Saved data entries
((

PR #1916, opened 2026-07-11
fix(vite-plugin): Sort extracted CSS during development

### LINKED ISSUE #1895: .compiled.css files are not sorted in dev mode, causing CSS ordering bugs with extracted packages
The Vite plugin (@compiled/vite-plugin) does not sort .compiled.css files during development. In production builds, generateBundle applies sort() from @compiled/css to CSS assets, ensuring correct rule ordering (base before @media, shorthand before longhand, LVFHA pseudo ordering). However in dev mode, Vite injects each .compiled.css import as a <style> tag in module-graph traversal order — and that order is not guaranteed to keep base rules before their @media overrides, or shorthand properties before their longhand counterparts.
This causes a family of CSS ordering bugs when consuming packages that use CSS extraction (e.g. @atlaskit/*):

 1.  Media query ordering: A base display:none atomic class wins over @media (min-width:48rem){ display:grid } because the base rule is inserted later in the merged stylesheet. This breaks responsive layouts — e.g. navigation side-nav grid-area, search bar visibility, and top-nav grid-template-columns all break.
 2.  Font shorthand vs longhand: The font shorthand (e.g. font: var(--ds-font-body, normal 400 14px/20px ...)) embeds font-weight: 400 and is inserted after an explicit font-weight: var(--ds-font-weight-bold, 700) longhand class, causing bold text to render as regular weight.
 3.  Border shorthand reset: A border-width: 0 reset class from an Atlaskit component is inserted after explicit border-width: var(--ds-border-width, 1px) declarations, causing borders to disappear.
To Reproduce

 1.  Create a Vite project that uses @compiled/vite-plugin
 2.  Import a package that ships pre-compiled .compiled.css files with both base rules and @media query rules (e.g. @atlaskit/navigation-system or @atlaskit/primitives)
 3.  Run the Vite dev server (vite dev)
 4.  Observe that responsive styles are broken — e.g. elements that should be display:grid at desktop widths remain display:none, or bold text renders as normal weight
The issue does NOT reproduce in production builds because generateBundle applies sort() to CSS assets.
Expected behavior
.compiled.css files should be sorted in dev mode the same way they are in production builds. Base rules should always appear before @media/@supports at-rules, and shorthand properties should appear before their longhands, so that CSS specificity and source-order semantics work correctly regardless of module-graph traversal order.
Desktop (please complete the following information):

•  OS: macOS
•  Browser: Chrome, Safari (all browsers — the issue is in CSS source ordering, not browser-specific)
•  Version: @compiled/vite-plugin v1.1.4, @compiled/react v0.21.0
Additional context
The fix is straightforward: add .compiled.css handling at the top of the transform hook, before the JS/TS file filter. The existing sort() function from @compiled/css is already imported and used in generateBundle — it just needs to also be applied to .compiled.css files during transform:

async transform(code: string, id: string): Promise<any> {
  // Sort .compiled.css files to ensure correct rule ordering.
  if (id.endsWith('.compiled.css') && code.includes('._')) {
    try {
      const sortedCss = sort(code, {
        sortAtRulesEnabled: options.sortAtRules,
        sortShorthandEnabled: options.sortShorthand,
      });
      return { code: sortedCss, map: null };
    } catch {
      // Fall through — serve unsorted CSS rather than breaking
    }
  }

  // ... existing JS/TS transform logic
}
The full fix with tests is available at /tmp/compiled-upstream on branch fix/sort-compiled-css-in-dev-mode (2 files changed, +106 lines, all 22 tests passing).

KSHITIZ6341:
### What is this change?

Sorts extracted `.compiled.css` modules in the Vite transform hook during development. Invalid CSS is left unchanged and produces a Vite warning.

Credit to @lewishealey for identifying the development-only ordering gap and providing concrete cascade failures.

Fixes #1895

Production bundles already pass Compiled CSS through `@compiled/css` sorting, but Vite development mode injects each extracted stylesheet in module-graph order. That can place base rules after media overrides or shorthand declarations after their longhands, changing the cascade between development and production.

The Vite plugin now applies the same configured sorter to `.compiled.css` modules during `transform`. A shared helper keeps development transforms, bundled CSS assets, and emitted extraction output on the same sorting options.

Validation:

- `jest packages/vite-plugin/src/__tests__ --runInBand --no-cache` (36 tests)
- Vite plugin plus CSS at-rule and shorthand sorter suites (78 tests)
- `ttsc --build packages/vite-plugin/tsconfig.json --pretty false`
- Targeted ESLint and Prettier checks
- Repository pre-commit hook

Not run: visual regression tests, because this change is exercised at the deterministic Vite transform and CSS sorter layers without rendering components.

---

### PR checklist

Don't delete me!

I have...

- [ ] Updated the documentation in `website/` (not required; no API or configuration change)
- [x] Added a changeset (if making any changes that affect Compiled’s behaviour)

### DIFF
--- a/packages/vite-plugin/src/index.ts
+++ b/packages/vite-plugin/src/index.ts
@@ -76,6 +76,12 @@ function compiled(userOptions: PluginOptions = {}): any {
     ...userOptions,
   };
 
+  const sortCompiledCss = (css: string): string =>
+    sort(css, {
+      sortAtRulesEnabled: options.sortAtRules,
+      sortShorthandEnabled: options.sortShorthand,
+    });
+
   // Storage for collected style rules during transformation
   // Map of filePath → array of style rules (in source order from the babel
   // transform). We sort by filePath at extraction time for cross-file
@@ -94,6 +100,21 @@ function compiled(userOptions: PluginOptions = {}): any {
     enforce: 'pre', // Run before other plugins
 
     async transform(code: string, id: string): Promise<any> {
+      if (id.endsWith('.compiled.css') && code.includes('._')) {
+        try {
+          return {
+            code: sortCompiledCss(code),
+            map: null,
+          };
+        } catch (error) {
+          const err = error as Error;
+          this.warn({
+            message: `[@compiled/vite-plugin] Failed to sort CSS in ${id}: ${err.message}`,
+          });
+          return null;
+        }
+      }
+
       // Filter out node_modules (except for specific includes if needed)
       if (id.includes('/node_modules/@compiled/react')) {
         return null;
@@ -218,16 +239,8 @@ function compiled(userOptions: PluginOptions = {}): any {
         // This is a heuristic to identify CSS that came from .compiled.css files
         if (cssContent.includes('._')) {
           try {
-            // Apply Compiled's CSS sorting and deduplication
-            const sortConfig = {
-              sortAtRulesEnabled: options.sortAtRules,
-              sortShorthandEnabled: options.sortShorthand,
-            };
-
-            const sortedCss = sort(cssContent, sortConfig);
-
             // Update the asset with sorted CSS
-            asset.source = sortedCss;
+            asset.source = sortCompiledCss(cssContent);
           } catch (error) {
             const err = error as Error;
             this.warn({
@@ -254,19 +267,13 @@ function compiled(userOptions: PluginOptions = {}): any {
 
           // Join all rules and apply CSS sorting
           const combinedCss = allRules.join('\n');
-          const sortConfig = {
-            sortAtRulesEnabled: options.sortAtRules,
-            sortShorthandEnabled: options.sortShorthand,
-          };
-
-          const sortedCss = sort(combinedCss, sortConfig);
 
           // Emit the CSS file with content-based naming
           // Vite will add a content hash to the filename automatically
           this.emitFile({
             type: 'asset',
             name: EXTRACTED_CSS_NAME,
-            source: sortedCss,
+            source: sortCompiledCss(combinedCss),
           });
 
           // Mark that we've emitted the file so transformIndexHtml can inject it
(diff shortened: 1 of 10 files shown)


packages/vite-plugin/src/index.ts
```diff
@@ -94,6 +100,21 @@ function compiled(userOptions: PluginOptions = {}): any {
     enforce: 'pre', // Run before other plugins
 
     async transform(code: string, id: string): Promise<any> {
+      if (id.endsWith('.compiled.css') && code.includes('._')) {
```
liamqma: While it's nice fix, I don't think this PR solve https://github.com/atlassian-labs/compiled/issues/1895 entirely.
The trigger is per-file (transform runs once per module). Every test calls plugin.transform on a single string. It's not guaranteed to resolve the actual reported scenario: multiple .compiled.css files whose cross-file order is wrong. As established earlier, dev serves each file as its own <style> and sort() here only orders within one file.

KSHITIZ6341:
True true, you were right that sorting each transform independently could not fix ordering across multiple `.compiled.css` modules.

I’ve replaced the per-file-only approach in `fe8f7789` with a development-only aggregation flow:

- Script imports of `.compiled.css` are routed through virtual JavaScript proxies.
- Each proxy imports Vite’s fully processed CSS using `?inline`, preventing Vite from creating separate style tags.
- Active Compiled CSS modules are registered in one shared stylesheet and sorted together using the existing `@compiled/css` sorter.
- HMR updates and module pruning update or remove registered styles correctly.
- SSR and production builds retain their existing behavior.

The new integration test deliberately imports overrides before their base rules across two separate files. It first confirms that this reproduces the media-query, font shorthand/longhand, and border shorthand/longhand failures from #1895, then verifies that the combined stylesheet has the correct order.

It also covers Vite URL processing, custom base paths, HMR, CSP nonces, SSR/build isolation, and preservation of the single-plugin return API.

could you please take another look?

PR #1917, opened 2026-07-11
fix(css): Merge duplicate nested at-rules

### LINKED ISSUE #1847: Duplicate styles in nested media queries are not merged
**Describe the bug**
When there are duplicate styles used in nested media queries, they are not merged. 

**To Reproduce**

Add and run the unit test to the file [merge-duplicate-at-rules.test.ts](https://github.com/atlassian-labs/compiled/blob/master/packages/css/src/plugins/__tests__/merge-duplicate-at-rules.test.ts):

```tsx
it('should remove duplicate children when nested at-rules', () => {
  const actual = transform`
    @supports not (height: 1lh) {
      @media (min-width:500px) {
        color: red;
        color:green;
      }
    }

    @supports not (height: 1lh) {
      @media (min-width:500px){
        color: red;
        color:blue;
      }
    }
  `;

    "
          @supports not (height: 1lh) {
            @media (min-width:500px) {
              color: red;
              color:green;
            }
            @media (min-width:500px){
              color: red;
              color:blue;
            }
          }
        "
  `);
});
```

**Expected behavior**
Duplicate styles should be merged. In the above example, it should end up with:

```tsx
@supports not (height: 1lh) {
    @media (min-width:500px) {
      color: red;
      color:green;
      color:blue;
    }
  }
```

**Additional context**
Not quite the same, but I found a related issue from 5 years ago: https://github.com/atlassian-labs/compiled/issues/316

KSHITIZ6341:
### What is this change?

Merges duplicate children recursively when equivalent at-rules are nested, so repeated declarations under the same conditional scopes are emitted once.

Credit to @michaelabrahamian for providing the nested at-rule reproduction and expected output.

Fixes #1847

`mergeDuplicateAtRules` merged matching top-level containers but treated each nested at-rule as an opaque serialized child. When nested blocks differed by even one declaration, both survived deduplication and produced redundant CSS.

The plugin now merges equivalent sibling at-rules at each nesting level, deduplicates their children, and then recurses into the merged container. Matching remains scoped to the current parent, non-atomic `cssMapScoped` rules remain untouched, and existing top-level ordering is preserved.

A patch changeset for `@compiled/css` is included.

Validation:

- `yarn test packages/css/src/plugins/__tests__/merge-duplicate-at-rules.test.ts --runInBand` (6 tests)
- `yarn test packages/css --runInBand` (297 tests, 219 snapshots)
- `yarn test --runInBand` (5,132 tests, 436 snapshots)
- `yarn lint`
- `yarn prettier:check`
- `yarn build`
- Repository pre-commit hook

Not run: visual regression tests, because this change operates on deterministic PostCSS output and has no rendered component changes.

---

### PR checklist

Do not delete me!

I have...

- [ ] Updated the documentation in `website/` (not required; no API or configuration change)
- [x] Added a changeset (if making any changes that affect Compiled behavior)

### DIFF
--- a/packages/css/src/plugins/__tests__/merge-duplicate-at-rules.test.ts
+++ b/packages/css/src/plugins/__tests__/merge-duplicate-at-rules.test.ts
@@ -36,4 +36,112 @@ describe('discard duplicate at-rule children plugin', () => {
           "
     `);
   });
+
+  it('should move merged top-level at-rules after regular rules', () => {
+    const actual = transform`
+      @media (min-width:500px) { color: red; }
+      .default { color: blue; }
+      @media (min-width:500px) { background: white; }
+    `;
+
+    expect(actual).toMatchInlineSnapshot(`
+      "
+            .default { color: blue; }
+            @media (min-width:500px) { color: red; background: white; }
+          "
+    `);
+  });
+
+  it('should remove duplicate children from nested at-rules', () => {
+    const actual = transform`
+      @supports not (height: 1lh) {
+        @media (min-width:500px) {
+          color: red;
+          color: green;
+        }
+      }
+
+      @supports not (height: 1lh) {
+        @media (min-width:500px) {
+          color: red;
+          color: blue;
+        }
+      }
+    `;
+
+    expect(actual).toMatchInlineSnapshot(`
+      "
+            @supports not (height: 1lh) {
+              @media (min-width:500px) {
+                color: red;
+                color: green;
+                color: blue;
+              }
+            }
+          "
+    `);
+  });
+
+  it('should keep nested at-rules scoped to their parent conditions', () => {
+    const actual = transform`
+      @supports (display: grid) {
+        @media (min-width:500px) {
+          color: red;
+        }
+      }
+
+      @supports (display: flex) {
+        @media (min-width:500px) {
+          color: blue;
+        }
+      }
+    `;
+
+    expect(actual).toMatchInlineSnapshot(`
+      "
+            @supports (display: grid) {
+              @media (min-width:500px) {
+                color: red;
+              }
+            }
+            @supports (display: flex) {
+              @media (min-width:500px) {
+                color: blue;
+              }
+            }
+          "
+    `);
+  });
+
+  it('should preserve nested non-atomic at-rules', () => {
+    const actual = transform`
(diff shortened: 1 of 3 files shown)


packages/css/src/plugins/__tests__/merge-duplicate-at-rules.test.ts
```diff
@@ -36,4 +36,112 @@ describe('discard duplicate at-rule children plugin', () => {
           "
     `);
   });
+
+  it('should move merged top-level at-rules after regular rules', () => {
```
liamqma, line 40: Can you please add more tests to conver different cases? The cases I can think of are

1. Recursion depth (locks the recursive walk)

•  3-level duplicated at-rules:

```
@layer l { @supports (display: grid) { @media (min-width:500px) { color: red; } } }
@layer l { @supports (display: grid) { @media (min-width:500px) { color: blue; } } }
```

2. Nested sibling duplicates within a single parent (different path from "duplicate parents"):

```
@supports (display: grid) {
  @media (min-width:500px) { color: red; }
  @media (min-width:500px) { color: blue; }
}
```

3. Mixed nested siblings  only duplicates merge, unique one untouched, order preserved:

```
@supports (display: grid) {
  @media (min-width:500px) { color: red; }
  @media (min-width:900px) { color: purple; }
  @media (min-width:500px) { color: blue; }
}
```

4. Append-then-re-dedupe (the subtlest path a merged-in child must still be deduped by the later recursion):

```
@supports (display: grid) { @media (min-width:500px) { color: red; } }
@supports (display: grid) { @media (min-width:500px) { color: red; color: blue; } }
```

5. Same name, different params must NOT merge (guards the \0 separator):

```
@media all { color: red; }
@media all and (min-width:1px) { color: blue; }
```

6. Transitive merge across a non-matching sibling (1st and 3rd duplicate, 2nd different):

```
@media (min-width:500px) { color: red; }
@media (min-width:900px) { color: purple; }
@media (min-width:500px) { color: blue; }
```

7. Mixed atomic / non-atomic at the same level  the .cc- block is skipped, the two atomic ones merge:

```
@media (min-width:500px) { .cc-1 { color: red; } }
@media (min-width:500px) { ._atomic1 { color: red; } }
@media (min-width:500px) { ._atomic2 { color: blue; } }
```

))

Problem to work on
Look through the data above. Each line containing the word "sortAtRules" needs to be copied.

Reply
        sortAtRulesEnabled: options.sortAtRules,
+      sortAtRulesEnabled: options.sortAtRules,
-              sortAtRulesEnabled: options.sortAtRules,
-            sortAtRulesEnabled: options.sortAtRules,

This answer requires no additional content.